Kolejne regulacje powinny dotyczyć opodatkowania paliwa wodorowego w taki sposób, aby jak najszybciej pokryć koszty inwestycyjne w nową technologię. Muszą one dać pełną przejrzystość, jak opodatkowanie będzie się kształtowało w ciągu kolejnych 15 – 30 lat. Umożliwi to operatorom kolejowym pozyskującym nowy tabor wyliczenie kosztów operacyjnych w całym okresie eksploatacji tego taboru, a zatem umożliwi walidację ekonomiczną projektu. Istotna jest tu przewidywalność kosztów.

Innym środkiem do promowania tego rodzaju transportu są dopłaty ze środków unijnych, rządowych lub preferencyjne kredyty przy zakupie pojazdów zeroemisyjnych. Należy tu mieć pełną świadomość, że pojazdy zeroemisyjne, to nie tylko pojazdy wodorowe, ale także wszystkie pojazdy zasilane energią elektryczną, takie jak tramwaje, metro, elektryczne zespoły trakcyjne, lokomotywy elektryczne i pojazdy magazynujące energię w akumulatorach, a zatem akumulatorowe lokomotywy manewrowe, czy autobusy i samochody elektryczne. Oczywiście, zasadnicze pytanie brzmi skąd pochodzi energia elektryczna i czy jest to czysta energia elektryczna, ale to jest temat na oddzielną rozmowę. Natomiast warto również podatkowo promować tych operatorów transportu publicznego, którzy inwestują w transport bezemisyjny i prowadzą politykę zmierzającą w kierunku neutralności klimatycznej.
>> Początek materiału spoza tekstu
PR #1984, opened 2026-01-05
fix: add NULL checks to Rust FFI exports

### LINKED ISSUE #1983: Potential memory safety issues in Rust FFI exports (NULL pointer handling)
### Description

While going through the Rust FFI layer, I noticed a few places where raw pointers coming from C are used without NULL checks. This can lead to undefined behavior if these functions are ever called with invalid inputs.

I’m still learning Rust FFI, so please correct me if I’m wrong, but based on my understanding these look like genuine safety issues.

### What I found

ccxr_verify_crc32
- buf is used without a NULL check
- len is not checked for negative values before creating a slice

ccxr_levenshtein_dist and ccxr_levenshtein_dist_char
- Pointer arguments are assumed to be non-NULL

Functions in libccxr_exports/bitstream.rs
- Multiple exported FFI functions dereference *mut bitstream without checking for NULL (via copy_bitstream_c_to_rust)

THE-Amrit-mahto-05:

- [ ] I have mentioned this change in the [changelog](https://github.com/CCExtractor/ccextractor/blob/master/docs/CHANGES.TXT).

---

### Description

While reviewing the Rust FFI layer, I noticed several exported functions that
dereference raw pointers coming from C without checking for `NULL`.  
If these functions are ever called with invalid inputs, this can lead to
undefined behavior.

I’m still learning Rust FFI, so please correct me if I’m misunderstanding
anything, but based on my understanding these look like genuine safety issues.

### What this PR changes

- Adds defensive `NULL` checks to Rust FFI exports in:
  - `libccxr_exports/mod.rs`
  - `libccxr_exports/bitstream.rs`
- Adds a negative-length check to `ccxr_verify_crc32`
- Ensures FFI functions return safe defaults (`0` or `NULL`) instead of causing UB
- Adds tests to verify safe behavior when called with `NULL` pointers

### Testing

- Ran `cargo test` in `src/rust`
- All existing and newly added tests are passing

fixed #1983

### DIFF
--- a/src/rust/src/libccxr_exports/bitstream.rs
+++ b/src/rust/src/libccxr_exports/bitstream.rs
@@ -848,7 +848,10 @@ mod bitstream_copying_tests {
             assert!(super::ccxr_next_bytes(std::ptr::null_mut(), 1).is_null());
             assert!(super::ccxr_read_bytes(std::ptr::null_mut(), 1).is_null());
             assert_eq!(super::ccxr_bitstream_get_num(std::ptr::null_mut(), 1, 0), 0);
-            assert_eq!(super::ccxr_read_exp_golomb_unsigned(std::ptr::null_mut()), 0);
+            assert_eq!(
+                super::ccxr_read_exp_golomb_unsigned(std::ptr::null_mut()),
+                0
+            );
             assert_eq!(super::ccxr_read_exp_golomb(std::ptr::null_mut()), 0);
             assert_eq!(super::ccxr_read_int(std::ptr::null_mut(), 8), 0);
         }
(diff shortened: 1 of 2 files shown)


cfsmp3:
I don't think this is needed.

- 1) If you don't have a bitstream that functions won't be called, the whole thing will fall apart way before getting there.
- 2) Because the unsafely derives from C and the C code is going away, all this FFI stuff is going to be removed anyway.

Also, we can't really have safeguards at the entry point of every function. There's invariants that are guaranteed by the logic (and verified with unit tests), so checking everything everywhere just adds a lot of bloat but doesn't really improve anything.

Istotnym jest podkreślenie, że realizacja polityki neutralności klimatycznej to nie tylko oczekiwanie wdrożenia konkretnych rozwiązań od operatorów transportu publicznego, ale również od całego przemysłu. Alstom ze swoim zakładem w Chorzowie konsekwentnie wdraża plan neutralności klimatycznej, zarówno poprzez rozwój odpowiednich rozwiązań transportowych, jak na przykład pojazdów wodorowych, akumulatorowych, hybrydowych i elektrycznych, ale także już na etapie funkcjonowania zakładu produkcyjnego. Już obecnie zakład posiada certyfikat poświadczający, że cała zużywana energia produkowana jest z Odnawialnych Źródeł Energii, a kolejne kroki proekologiczne są planowane i sukcesywnie wdrażane dla dobra środowiska naturalnego i nas wszystkich, którzy w tym środowisku żyjemy na co dzień.